When I load the Iomega Floppy installation CD, I get a faint flicker on the screen, *but the dialog box will not appear.*

I go to My Computer, and it shows the FDD Iomega icon on the D drive CD/RW, but when I double click to open......nothing happens!

When I plug in the floppy disk drive, it works for disks I have with documents, but it gives me an error message when I attempt to create a disaster recovery boot disk using Stomp Backup MyPc.
I successfully used Stomp to create a full system backup; the error occurs only when I attempt to use the Iomega floppy drive.
I downloaded updated drivers, but they,too, would not install.
I also checked for updated compatibility drivers with Stomp, but none exist.

My add/remove program file does not show any Iomega (or Citizen, as it is known) software.
I tried the Iomega CD on my *desktop*,and the first time it displayed the dialog box, but on the second try, it just flickered like it does on my Gateway notebook.

I contacted Gateway tech support, but they could not resolve the problem (the floppy drive is Gateway-supported).

*QUESTIONS:*

Has anyone else experienced a problem like this?

Is it a compatibility problem with Windows XP, Stomp, Nero, or some other program?

Is it a "port" problem, since Simpletype CD/RW drive was identified on my computer as SCSI, not IDE?

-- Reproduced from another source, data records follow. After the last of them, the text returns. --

PR #7017, opened 2026-07-23
feat(tui): Experimental support for limited repainting

mitsuhiko:
Not sure if this is a good idea, but what if we add a setting to not repaint the entire transcripts for very long sessions on repaint?


badlogic:
i'd rather fix the renderer. it used to be good something fucked it up. i'll spent some time on it next week on the side.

Is it affected by the fact that an "A" drive floppy drive is identified on my computer, even though there is no physical drive to access?

I will appreciate any suggestions or comments from the TTSG community!

Thanks

adf


----------



## eddie5659 (Mar 19, 2001)

Hiya

Moved you to Hardware for more response 

First off, this error message that appears when you use Stomp: can you post the full message?

If you go to Device Manager, via Control Panel | System. Hardware, does Iomega show, and if so are there any yellow ! or red X's?

Also, lets see a list of your IRQ's:

go to Run and type MSINFO32
On the left choose Hardware Resources, then IRQ
Copy/paste the list here.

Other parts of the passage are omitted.